Mr. Armey, in response, issued the following statement: "I'm pleased to see Senator Daschle now endorses as majority leader what he blocked as minority leader. If he agrees that we can't afford to raid Social Security or Medicare, then he should do what the House has done and pass the lockbox.
"Republicans wrote the book on protecting Social Security and Medicare surpluses. We won't stop now.
"Senator Daschle should borrow a page from our book and pass the lockbox legislation to guarantee Congress doesn't raid those funds for more government spending."

Lieberman and Gore
So many of former Vice President Al Gore's advisers and moneymen showed up at a recent fund-raiser for Sen. Joseph I. Lieberman that some observers wondered if it was a signal that Mr. Gore has decided not to run again for president in 2004.
"Officially, the event was designed to boost the war chest of Lieberman's Responsibility, Opportunity, Community Political Action Committee, which will pay for the former vice presidential nominee's political travels," Roll Call reporter Paul Kane writes.
"However, the ROCPAC event, hosted last Wednesday at the D.C. home of New Democrat ally Rep. Ellen O. Tauscher, California Democrat, drew a strong enough showing of Gore allies that some donors and lobbyists were left wondering whether this was a signal of Mr. Gore's waning interest in national politics."
However, Mr. Lieberman downplayed such speculation, saying the Gore operatives were friends from their mutual campaign last fall.

Party of lawyers
"New York's own Charles Schumer and Hillary Clinton and several other Democrat senators have joined a lawsuit against the Bush administration filed by the ultra-greenies at the National Resources Defense Council," the New York Post observes.
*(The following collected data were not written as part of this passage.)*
PR #406, opened 2015-01-26
added after_load callback

### LINKED ISSUE #405: add after_load callback
When working on #353, I had the idea that it would be nice to add an after_load callback to the model, which would be invoked every time a model is loaded. This would give the user a chance to set the value of virtual fields in a very convenient way.

Of course, I am up for the task of implementing this if the idea is approved.

briksoftware:
Closes #405

### DIFF
--- a/lib/ecto/adapters/sql.ex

"The reason? The decision to delay the imposition of new standards on concentrations of arsenic in drinking water.
"This move by the Democrats is instructive on several levels. First, it shows how much they prefer litigation and regulation over legislation," the newspaper said in an editorial.
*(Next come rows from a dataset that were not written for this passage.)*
PR #407, opened 2015-01-26
Support casting floats and integers in addition to binaries to Decimal

MSch:
I want to use `Ecto.Changeset.cast/4` with a `:decimal` field with `params` coming from JSON. JavaScript's JSON encoding (and the JSON spec) don't distinguish between floats or integers. So using Poison or JSX to decode JSON and assign it to my changeset fails, unless `:decimal` can be casted to from floats and integers. That's what this PR enables.

```javascript
JSON.stringify({a: 1.0}) === '{"a":1}'
```


josevalim:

"Don't like a decision by the president?
"Sue 'im!
"But, hey, should this be a surprise? After all, Democrats are the party of the trial lawyers.
"Far worse is the hypocrisy.
"Keep in mind that the Clinton-Gore administration had eight years to install these new standards. Guess when they moved?
"On Jan. 20 — as Bill Clinton was on the way to Andrews Air Force Base, bound for West-chester.
"California's Barbara Boxer stated, 'I believe [the Bush administration's] delay is illegal and is putting millions of Americans with high levels of arsenic in their water at risk.'
"Keep in mind the arsenic levels in the water are now exactly the same as they were under the complete tenure of the Clinton-Gore administration.
"So how come Sen. Boxer didn't sue the husband of her now-fellow senator for the 'high levels' of arsenic while he was still president?
"Actually, it's the 'high levels' of rank partisan politicking that are truly dangerous to American society."

New foe for Kennedy
A former Navy Seal with no political experience announced yesterday he will run for the Rhode Island congressional seat held by U.S. Rep. Patrick J. Kennedy.
"It's the challenge that excites me," said David Rogers, 35, a Republican and technical analyst for the petroleum industry. "Patrick Kennedy has been representing the state poorly for the past eight years. He's more motivated by what's best for himself than what's best for the state."
Another Republican, businessman Michael Battles, 31, announced his candidacy last week, the Associated Press reports.
Mr. Kennedy, 33, son of Sen. Edward M. Kennedy, Massachusetts Democrat, is seeking his fifth term in the fall 2002 election. To date, he has no Democratic primary opposition.